__Exercise__: Using the listing below, keep only the lines with the word "simple" and copy them.

__Entries provided__:
Issue #399, opened 2019-06-10
BUG-FIX: websockifyserver.py socket.getaddrinfo port need to be casted to str


caderize:
Dear WebSockify/noVNC Team

Testing noVNC/WebSockify against BaseTokenAPI I found that the connection failed
See: https://github.com/novnc/noVNC/issues/1250
 
The problem was "port" attribute of socket.getaddrinfo on websockifyserver.py (line: 461)

**From:**
`addrs = socket.getaddrinfo(host, port, 0, socket.SOCK_STREAM,`

**To:**
`addrs = socket.getaddrinfo(host, int(port), 0, socket.SOCK_STREAM,`

**Patch** (diff -Naur websockifyserver.py.original websockifyserver.py) **:**

```
--- websockifyserver.py.original        2019-06-10 11:58:46.040671247 +0200
+++ websockifyserver.py 2019-06-10 11:57:53.632567186 +0200
@@ -458,7 +458,7 @@
             flags = flags | socket.AI_PASSIVE

         if not unix_socket:
-            addrs = socket.getaddrinfo(host, port, 0, socket.SOCK_STREAM,
+            addrs = socket.getaddrinfo(host, int(port), 0, socket.SOCK_STREAM,
                     socket.IPPROTO_TCP, flags)
             if not addrs:
                 raise Exception("Could not resolve host '%s'" % host)
```

CendioOssman:
This is unfortunately incorrect, as port can be a name as well (e.g. `"ssh"` will look up port 22).

What platform are you seeing your issue on? I'm not getting any problem here.

caderize:
Dear Cendio Ossman,

you are right, 'port' is a const char*. So digging deeper I found the solution.
The problem is that using websockify with "--token-plugin=BaseTokenAPI" , port is then passed as an unicode string, but getaddrinfo() wants an ASCII string.

To reproduce the BUG:

1. Create a simple php page that echos "target_host:target_port", save it on the noVNC path
```
~$ cat /var/www/html/noVNC-1.1.0/token.php
<?php
echo "host_to_connect:5900"
?>
```

2.  Start websockify from the shell

`~$ /var/www/html/noVNC-1.1.0/utils/websockify/run --web /var/www/html/noVNC-1.1.0/ --token-plugin=BaseTokenAPI --token-source=http://myhost/noVNC-1.1.0/token.php?token=%s 8443
`

3. Open a browser to: http://myhost:8443/vnc.html?path=websockify?token=1111

[...]

PR #407, opened 2019-09-02
Coerce BaseTokenAPI port to int if numeric

bswinnerton:
This pull request builds on b46fab5 to further sanitize the port value that comes in when using the BaseTokenAPI plugin.

As far as I can tell, b46fab5 _only_ supports ascii based port values like `ssh` and not integer-based values like `22`. This results in identical failures to the ones described in novnc/websockify#399:

```
WebSocket server settings:
  - Listen on :80
  - No SSL/TLS support (no cert file)
  - proxying from :80 to targets generated by BaseTokenAPI
172.17.0.1 - - [02/Sep/2019 19:05:25] 172.17.0.1: Plain non-SSL (ws://) WebSocket connection
172.17.0.1 - - [02/Sep/2019 19:05:25] 172.17.0.1: Path: '/websockify?token=8bff5517-f620-461c-82df-6eb42163411b'
172.17.0.1 - - [02/Sep/2019 19:05:25] connecting to: 172.16.16.16:5910

172.17.0.1 - - [02/Sep/2019 19:05:25] Failed to connect to 172.16.16.16:5910
```

This commit makes two changes:
1. Strips any leading or trailing spaces from the port value
2. Checks to see if the ascii-encoded string is composed of digits, and if so, coerce the value to an `int`

### DIFF
--- a/websockify/token_plugins.py
+++ b/websockify/token_plugins.py
@@ -70,6 +70,9 @@ class BaseTokenAPI(BasePlugin):
     def process_result(self, resp):
         host, port = resp.text.split(':')
         port = port.encode('ascii','ignore')
+        port = str.strip(port)
+        if str.isdigit(port):
+            port = int(port)
         return [ host, port ]
 
     def lookup(self, token):


CendioOssman:
Hmm... giving port numbers as a string works fine for me. What crash are you seeing? And with what Python?

bswinnerton:
> What crash are you seeing?

The crash is identical to the one described in https://github.com/novnc/noVNC/issues/1250#issue-453572174: `Failed to connect to 172.16.16.16:5910`, as showcased above.

> what Python

```
$ python --version
Python 2.7.16
```

CendioOssman:
Works well for me. However note that most editors will put a newline in the file, which screws up the port. Could that be your issue?
In that case a simple `strip()` call might be a better fix here.

samhed:
No response.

__Output for this task__:
1. Create a simple php page that echos "target_host:target_port", save it on the noVNC path
In that case a simple `strip()` call might be a better fix here.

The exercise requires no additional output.